# Ike von der Donauvorstadt puppies



## DobbyDad (Jan 28, 2014)

Just curious. Who has one? What are there names? Are you doing any sports with them? How are they doing in the sports or at home? Do you have any good photos or videos? Any information at all you feel like sharing is welcome.


----------



## onyx'girl (May 18, 2007)

Wildhaus has two litters from Ike (N&O's)
I personally love how they are turning out.
3 of the O's:
http://www.germanshepherds.com/forum/pictures-pictures-pictures/469410-nick-6-months.html

http://www.germanshepherds.com/forum/development-socialization/456298-osin-odin-ice.html
http://www.germanshepherds.com/foru...45473-maggieroselee-would-like-introduce.html


----------



## G-burg (Nov 10, 2002)

Great thread... 

I have a Ike son.. Oberon v. Wildhaus 'Nick" - Ike x Isis v. Wildhaus.. 
Oberon vom Wildhaus ? working-dog

So far I'm liking everything about him.. No bite work yet, (not till he matures) only tracking and ob.. He's going to be a very nice tracking dog and his ob should be animated. Protection, only time will tell.. He has nice drives for the toy, good food drive, social, no environmental issues, no footing issues, he's going to be on the smaller side (I think) and is very agile and quick.. Right now he's very independent and I'm hoping that will change.

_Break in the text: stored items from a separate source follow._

PR #1171, opened 2024-09-13
Corn Integration

jalextowle:
# Description

Adds a `Corn` integration that makes it possible to launch a Hyperdrive pool with any of the assets allowed by the Corn Silo, adds an instance test for a Corn instance that uses LBTC, and adds deployment tools that deploy with LBTC.

### DIFF
--- a/codegen/example/config.yaml
+++ b/codegen/example/config.yaml
@@ -4,16 +4,16 @@
 name:
   # Capitalized version of the name to be used i.e. for contract names, file
   # names, and comments.
-  capitalized: "Corn"
+  capitalized: "ExampleName"
 
   # All upper case name to be used for constants.
-  uppercase: "CORN"
+  uppercase: "EXAMPLE_NAME"
 
   # All lower case name to be used for directories.
-  lowercase: "corn"
+  lowercase: "example-name"
 
   # Camel case name to be used i.e. for variables.
-  camelcase: "corn"
+  camelcase: "exampleName"
 
 # Configuration parameters for the hyperdrive instance.
 contract:
--- a/codegen/example/config.yaml
+++ b/codegen/example/config.yaml
@@ -4,19 +4,16 @@
 name:
   # Capitalized version of the name to be used i.e. for contract names, file
   # names, and comments.
-  capitalized: "MorphoBlue"
+  capitalized: "Corn"
 
   # All upper case name to be used for constants.
-  uppercase: "MORPHO_BLUE"
-
-  # All upper case name to be used for constants.
-  uppercase: "TEST_ETH"
+  uppercase: "CORN"
 
   # All lower case name to be used for directories.
-  lowercase: "morpho-blue"
+  lowercase: "corn"
 
   # Camel case name to be used i.e. for variables.
-  camelcase: "morphoBlue"
+  camelcase: "corn"
 
 # Configuration parameters for the hyperdrive instance.
 contract:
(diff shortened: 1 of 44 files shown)


codegen/example/config.yaml
```diff
@@ -4,19 +4,16 @@
 name:
   # Capitalized version of the name to be used i.e. for contract names, file
   # names, and comments.
-  capitalized: "MorphoBlue"
+  capitalized: "Corn"
```
jrhea, line 7: did you mean to check this in?

contracts/src/instances/corn/CornBase.sol
```diff
@@ -0,0 +1,147 @@
...
+
+    /// @dev Accepts a deposit from the user in base.
+    /// @param _baseAmount The base amount to deposit.
+    /// @return The shares that were minted in the deposit.
+    /// @return The amount of ETH to refund. Since this yield source isn't
+    ///         payable, this is always zero.
+    function _depositWithBase(
+        uint256 _baseAmount,
+        bytes calldata // unused
+    ) internal override returns (uint256, uint256) {
```
jrhea, line 47: i imagine this specific implementation is only for the lbtc silo, right? there is another silo that accepts dai, sdai, usdc so we'd need to account for the multiple base types for those silos, right?

tasks/deploy/config/mainnet/corn-lbtc-91day.ts
```diff
@@ -0,0 +1,88 @@
...
+    prefix: "Corn",
+    coordinatorAddress: async (hre) =>
+        hre.hyperdriveDeploy.deployments.byName(MAINNET_CORN_COORDINATOR_NAME)
+            .address,
+    deploymentId: keccak256(toBytes(MAINNET_CORN_LBTC_91DAY_NAME)),
+    salt: toBytes32("0x69420"),
+    extraData: "0x",
+    contribution: CONTRIBUTION,
+    // FIXME
+    fixedAPR: parseEther("0.0666"),
```
jrhea, line 32: the pendle pt is trading at 9.1%, fyi

contracts/src/instances/corn/CornBase.sol
jalextowle: It should work for all of them. It’s made to be generic enough to handle all of the assets supported on the Corn Silo. For some assets, we’d need a zap, but I don’t think anything would need to change to support other assets.

contracts/src/instances/corn/CornHyperdrive.sol
```diff
@@ -0,0 +1,99 @@
...
+/// |||////////000000000000\\\\\\\\|:::::::::::::::|////////00000000000\\\\\\\\\\|||
+/// SSS\\\\\\\\000000000000////////|:::::0x666:::::|\\\\\\\\00000000000//////////SSS
+/// SSS|||||||||||||||||||||||||||||:::::::::::::::||||||||||||||||||||||||||||||SSS
+/// SSSSSSSS|_______________|______________||_______________|______________|SSSSSSSS
+/// SSSSSSSS                                                                SSSSSSSS
+/// SSSSSSSS                                                                SSSSSSSS
+///
+/// @author DELV
+/// @title CornHyperdrive
+/// @notice A Hyperdrive instance that uses a Corn vault as the yield source.
```
mcclurejt, line 54: Might be nice to have a lil blurb here on what a corn silo is (assuming it's a vault)

mcclurejt (approved):
aMAIZEing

Only have a recent tracking vid..

https://www.youtube.com/watch?v=XlriWeFTcvI

And just some silly backyard antics stuff that I won't post..


----------



## DobbyDad (Jan 28, 2014)

Anyone else's do stuff like this?


----------



## G-burg (Nov 10, 2002)

I'd love to hear from others too, but don't think there are that many who have Ike progeny over here..


----------



## osito23 (Feb 17, 2014)

My boy isn't from Ike, but we were interested in his litters at Van Meerhout and Germelhaus. Bear used to play with one of the females that is an Ike puppy. She seemed like a fun, confident puppy. 

IMG_0043


----------



## OregonForestDog (Nov 1, 2014)

Hello there, this response is very late but my boy Ivan is from Ike. He is mostly my hiking buddy, no titles or anything yet but since we spend most of our free time in the woods rather than on the training field that's not surprising. He'll be 2 in January. If you want more information, feel free to PM me. I have boatloads of pictures of him from our hikes.


----------



## redrivertx (Dec 19, 2015)

This response is even later, but I have an Ike pup. He turned 2 a couple months ago. He has his BH, AD, IPO1, and CGC. He's a great tracker, very social, and stable. Also a great hiking buddy and best friend.


----------



## G-burg (Nov 10, 2002)

> He's a great tracker, very social, and stable.


Sounds like my guy.. And congrats on the titles already!!


----------